> **Problem description**: Out of the entries that follow, copy each line containing "should".

> **Material for the task**:
□ □ □ □ □

PR #6619, opened 2025-05-14
fix(devops): Don't re-zip the frontend Wasm

bitdivine:
# Motivation
`dfx deploy frontend` currently, curiously, deploys a different Wasm from the one provided upstream and bundled in dfx.  This is evidenced by the different Wasm hash shown by `dfx canister info frontend`.

A vanilla `dfx deploy frontend` in a brand new toy project _does_ deploy the expected Wasm.

It turns out that  removing the `"gzip": true,` in `dfx.json` for the front-end canister deploys a Wasm with the expected hash.  Presumably that field causes the Wasm to be re-compressed in a slightly different way.

# Changes

- Remove the offending configuration from `dfx.json`.
- Set `--no-asset-upgrade` in the canister deployment workflow to minimize disruption.  This way the workflow can run without either having to be controller of all the test canisters, or all the test & staging canisters having to be upgraded at the moment that this PR is merged.

# Tests
I deployed the front-end to test_fe_5 and the front-end Wasm hash has the expected value:

```
$ curl -sSL "https://github.com/dfinity/sdk/raw/refs/tags/$(jq -r .dfx dfx.json)/src/distributed/assetstorage.wasm.gz" | sha256sum
865eb25df5a6d857147e078bb33c727797957247f7af2635846d65c5397b36a6  -
$ dfx canister info  frontend --network test_fe_5
[snip]
Module hash: 0x865eb25df5a6d857147e078bb33c727797957247f7af2635846d65c5397b36a6
```


AntonioVentilii (approved):
Thank you for this!

PR #6621, opened 2025-05-14
refactor(frontend): simplify transactions in component `AllTransactionsLoader`

AntonioVentilii:
# Motivation

It doesn't really make sense that we fix the values of the transactions stores in the function to load of component `AllTransactionsLoader`. In fact, the fear that one token would make the other loop is unfounded since we use ONLY the transactions of each token for the analysis of itself.

Each token will be agnostic to the other tokens transactions inside that query.

It is cleaner and more consistent to put it directly where they are queried.


DenysKarmazynDFINITY (approved):
👍

PR #6624, opened 2025-05-14
refactor(frontend): move `result_types` to shared folder

AntonioVentilii:
# Motivation

We want to use the result types in the tests too. So we need to move them to the shared folder.

### DIFF
--- a/src/backend/src/lib.rs
+++ b/src/backend/src/lib.rs
@@ -38,6 +38,7 @@ use shared::{
             AllowSigningStatus, ChallengeCompletion, CreateChallengeError, CreateChallengeResponse,
             CYCLES_PER_DIFFICULTY, POW_ENABLED,
         },
+        result_types::AddUserCredentialResult,
         signer::{
             topup::{TopUpCyclesLedgerRequest, TopUpCyclesLedgerResult},
             AllowSigningRequest, AllowSigningResponse, GetAllowedCyclesError,
@@ -52,7 +53,6 @@ use shared::{
         Stats, Timestamp,
     },
 };
-use shared::types::result_types::AddUserCredentialResult;
 use signer::{btc_principal_to_p2wpkh_address, AllowSigningError};
 use types::{
     Candid, ConfigCell, CustomTokenMap, StoredPrincipal, UserProfileMap, UserProfileUpdatedMap,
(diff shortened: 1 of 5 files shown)


src/shared/src/types/result_types.rs
```diff
@@ -9,6 +10,26 @@ pub enum AddUserCredentialResult {
     /// The user's credential was not added due to an error.
     Err(AddUserCredentialError),
 }
+impl AddUserCredentialResult {
```
AntonioVentilii, line 13: not sure if this should go here or in `shared/src/impls.rs`

bitdivine: IMO the important thing is to put externally visible types like this in a separate crate, which this does, so it looks good to me.

src/backend/src/user_profile.rs
```diff
@@ -46,7 +47,7 @@ pub fn add_credential(
     credential_type: &CredentialType,
     issuer: String,
     user_profile_model: &mut UserProfileModel,
-) -> Result<(), AddUserCredentialError> {
```
bitdivine, line 49: I would recommend using Result in the internal implementation, and using the Result type only at the entry point.  This way you can use normal Rust constructs, such as `?`, in the implementation of the API.

src/backend/src/lib.rs
```diff
@@ -528,9 +527,8 @@ pub fn add_user_credential(request: AddUserCredentialRequest) -> AddUserCredenti
                 &mut user_profile_model,
             )
```
bitdivine, line 528:
```suggestion
            ).into()
```
I would recommend using normal rust Results in the inner implementation.  These custom Result types exist only because of an annoying aspect of Candid bindings; they don't benefit the rest of the code.  And at some point Candid might make this easier, at which point we can throw the Result types away.  So let's make it easy to remove them.

bitdivine (approved):

src/backend/src/user_profile.rs
AntonioVentilii: reverted!

src/backend/src/lib.rs
AntonioVentilii: reverted!

PR #6629, opened 2025-05-15
fix(frontend): update ConvertAmountExchange skeleton logic

DenysKarmazynDFINITY:
# Motivation

We need to hide skeleton in ConvertAmountExchange if exchange rate is not available for a token.

# Changes

1. `ConvertAmountExchange` update - the exchange skeleton will be shown only while `value` is not available.
2. Replaced hardcoded testIds in the related components.

# Tests

Added new tests.


AntonioVentilii (approved):
LGTM tks!

PR #6631, opened 2025-05-15
refactor(devops): Don't prompt on re-download

bitdivine:
# Motivation
The prompt on whether to re-download assets is annoying and time-consuming.

# Changes
- Re-download only if the URL has changed.

# Tests
- This is used in many of the build commands execrised in CI.
- I have used this locally and can confirm that re-running `npm run generate` no longer requires prompts.


AntonioVentilii (approved):
Thank you!

PR #6633, opened 2025-05-15
fix(frontend): avoid looping of restarting IC Wallet Workers

AntonioVentilii:
# Motivation

The IC wallet worker restarts itself if there is an error with the index canister, to restart it with ledger balance only. However, this should happen only once. Otherwise it will keep going in loops to restart itself.

# Changes

- Restart the worker `initIcrcWalletWorker` only if there was an index canister before (it does not make sense to restart it for tokens that already have only the ledger).
- Add a check to verify if it was already restarted once.

# Tests

Created a few tests. Plus, mocking a ledger canister error, we can check that it would have gone in infinite loops before this PR.

### Before

Screenshot 2025-05-15 at 16 15 51

### After

Screenshot 2025-05-15 at 16 15 16


DenysKarmazynDFINITY (approved):
LGTM, thanks

PR #6635, opened 2025-05-15
build(frontend): Bump gix-components to next

AntonioVentilii:
# Motivation

We want to add some breaking changes done to `InfiniteScroll` of GIX components (PR https://github.com/dfinity/gix-components/pull/629). So we bump the package to `next` version.

For its correct usage, we need to adapt the components that use `InfiniteScroll`.

### DIFF
--- a/dfx.json
+++ b/dfx.json
@@ -512,8 +512,8 @@
 		},
 		"rewards": {
 			"type": "custom",
-			"candid": "https://github.com/dfinity/oisy-wallet/releases/download/rc0.5.2-api.1/rewards.did",
-			"wasm": "https://github.com/dfinity/oisy-wallet/releases/download/rc0.5.2-api.1/rewards.wasm.gz",
+			"candid": "https://github.com/dfinity/oisy-wallet/releases/download/rc0.5.3-api.1/rewards.did",
+			"wasm": "https://github.com/dfinity/oisy-wallet/releases/download/rc0.5.3-api.1/rewards.wasm.gz",
 			"remote": {
 				"id": {
 					"ic": "nynz6-haaaa-aaaan-qzqda-cai",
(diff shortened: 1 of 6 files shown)


src/frontend/src/sol/components/transactions/SolTransactionsScroll.svelte
```diff
@@ -1,14 +1,20 @@
...
+	import type { Snippet } from 'svelte';
 	import type { Token } from '$lib/types/token';
 	import { last } from '$lib/utils/array.utils';
 	import { solTransactions } from '$sol/derived/sol-transactions.derived';
 	import { loadNextSolTransactions } from '$sol/services/sol-transactions.services';
 
-	export let token: Token;
+	interface Props {
+		token: Token;
+		children?: Snippet;
```
peterpeterparker, line 12: children is mandatory here no?

peterpeterparker: But maybe that's something you want to fix in another PR since IcTransactionsScroll also takes option instead of mandatory

peterpeterparker (approved):
LGTM, thx

A comment that can be resolved in separate PR

src/frontend/src/sol/components/transactions/SolTransactionsScroll.svelte
AntonioVentilii: no, you are right, it should be mandatory. I put it mandatory on purpose in GIX components, because the idea is that it should enforce the usage with children. Changed on both in this PR.

Or do you prefer in a separate one?

peterpeterparker: All good, thx

peterpeterparker (approved):

PR #6640, opened 2025-05-16
feat(frontend): SendFeeInfo component

DenysKarmazynDFINITY:
# Motivation

In order to display an info banner when a fee symbol does not match with a send token symbol, we need to have a new reusable component.

Screenshot 2025-05-16 at 11 49 16


AntonioVentilii (approved):
LGTM tks!

PR #6643, opened 2025-05-16
refactor(frontend): apply lint rule `require-event-prefix`

AntonioVentilii:
# Motivation

Before bumping the lint library in PR https://github.com/dfinity/oisy-wallet/pull/6637, we need to manually solve lint rule `require-event-prefix`.


DenysKarmazynDFINITY (approved):
LGTM, thanks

□ □ □ □ □

> **Your response**:
AntonioVentilii, line 13: not sure if this should go here or in `shared/src/impls.rs`
The IC wallet worker restarts itself if there is an error with the index canister, to restart it with ledger balance only. However, this should happen only once. Otherwise it will keep going in loops to restart itself.
AntonioVentilii: no, you are right, it should be mandatory. I put it mandatory on purpose in GIX components, because the idea is that it should enforce the usage with children. Changed on both in this PR.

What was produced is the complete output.